PR #537, opened 2022-07-13
Python client docs

annehaley:


python_client/README.md
```diff
@@ -0,0 +1,75 @@
+# MIQA Python Client
+This simple python library is intended to allow users of a MIQA instance to interact with the MIQA API programmatically and perform tasks they may not be able to accomplish in the web interface.
+
+The structure of classes in this library closely imitates the structure of models in MIQA, so it is recommended that a user understands this structure before proceeding to use the python client. The documentation explaining this structure can be found at https://openimaging.github.io/miqa/projects/.
+
+In summary, Projects are the top-level object that act as organizational buckets for experiments. Experiments are collections of scans that may be related in some way. Scans are collections of related 3D medical images. Each scan must have at least one image, or Frame, associated with it. A scan may have multiple Frames representing time steps or some other fourth dimension to the images collected. The purpose of MIQA is to mark scans as usable, unusable, or otherwise. Thus, a Scan Decision is the object that stores those determinations. A Scan can have zero or more Scan Decisions.
```
aashish24: nit pick - A project is the top level object that acts as or Projects are top level objects that act as

aashish24: Also --> The purpose of MIQA is to annotate the quality of scans that are currently categorized as usable, unusable, or otherwise. Thus, a Scan Decision is an object that stores those determinations. A Scan can have zero or more Scan Decisions.

python_client/example.py
```diff
@@ -0,0 +1,143 @@
...
+    instance.artifact_options,
+)
+
+# --- Project ---
+# if we still haven't called instance.get_all_objects()
+# this will request only the target project to load into instance.projects
+# this may be useful if you only want certain projects loaded
+project_a = instance.get_project_by_id('6c3ecc33-ee41-45a8-a31a-230ca9b574f0')
+project_a.print_all_objects()
+# You can create projects if you are a privileged user in this MIQA instance
```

::::::::::

Pull every line containing the word "with" out of the listing.

> [Finished exercise]
+This simple python library is intended to allow users of a MIQA instance to interact with the MIQA API programmatically and perform tasks they may not be able to accomplish in the web interface.
+In summary, Projects are the top-level object that act as organizational buckets for experiments. Experiments are collections of scans that may be related in some way. Scans are collections of related 3D medical images. Each scan must have at least one image, or Frame, associated with it. A scan may have multiple Frames representing time steps or some other fourth dimension to the images collected. The purpose of MIQA is to mark scans as usable, unusable, or otherwise. Thus, a Scan Decision is the object that stores those determinations. A Scan can have zero or more Scan Decisions.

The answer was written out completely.